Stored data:
# # #
PR #1371, opened 2025-10-02
Do not always populate the 'continue' token

### LINKED ISSUE #1213: The API is retrieving a `continueID` for pagination even if there are no more pages
We should follow the same schema as Kubernetes API and not return a continue token if there are no more pages.

rh-hemartin:

Resolves #1213 

## Release Note

```release-note
Fix an error where the `continue` token was always populated.
```

### DIFF
--- a/cmd/api/routers/routers.go
+++ b/cmd/api/routers/routers.go
@@ -104,9 +104,12 @@ func (c *Controller) GetResources(context *gin.Context) {
 
 	// We send namespace even if it's an empty string (non-namespaced resources) the Database
 	// knows what to do
-	resources, lastId, lastDate, err := c.Database.QueryResources(
+	// We send limit+1 because we want to know if there are more resources than requested
+	// later we just returned what we were asked to return
+	newLimit := limit + 1
+	resources, err := c.Database.QueryResources(
 		context.Request.Context(), kind, apiVersion, namespace, name, id, date, labelFilters,
-		creationTimestampAfter, creationTimestampBefore, limit)
+		creationTimestampAfter, creationTimestampBefore, newLimit)
 
 	if err != nil {
 		abort.Abort(context, err, http.StatusInternalServerError)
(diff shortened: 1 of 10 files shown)


cmd/api/routers/routers.go
```diff
@@ -109,7 +109,15 @@ func (c *Controller) GetResources(context *gin.Context) {
 		return
 	}
 
-	continueToken := pagination.CreateToken(lastId, lastDate)
+	// We can't know if there are more resources in the DB than the limit, because the number
+	// of resources that we know about is limited by the limit value in the first place.
+	// So we do know that if the number of resources is equal to the limit, it is possible that
+	// there are more resources stored. With some usage this would be true most of the time
+	continueToken := ""
+	if len(resources) == limit {
```
maruiz93, line 117: I would say that it's better to do a `limit+1` and drop the last result instead of giving the user the idea that there are more resources when they aren't. This is likely to happen not too many times but I think it's better to be accurate in here, specially if anyone want to rely on the `continueToken` field for an automation.

The limit+1 approach is far more efficient than doing a separate `count()`.

What do you think?

maruiz93 (changes requested):
I'd like to change how we do things so we actually know if there are more elements in the database or not

cmd/api/routers/routers.go
rh-hemartin: I understand that you are proposing to run the DB query with an increased limit value than the provided by the user, then to drop the resources the user didn't ask for so we can check if there are more resources than the user asked for.

If that is right, I think it is worth a try.

maruiz93: yes, that's what I mean :)

rh-hemartin: Marta, give it a look and see what do you think. I still need to do tests, so give me feedback on the implementation.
# # #
**Problem statement:** Return each line of the entries that holds the string "lastDate".

**Task solution:**
-	resources, lastId, lastDate, err := c.Database.QueryResources(
-	continueToken := pagination.CreateToken(lastId, lastDate)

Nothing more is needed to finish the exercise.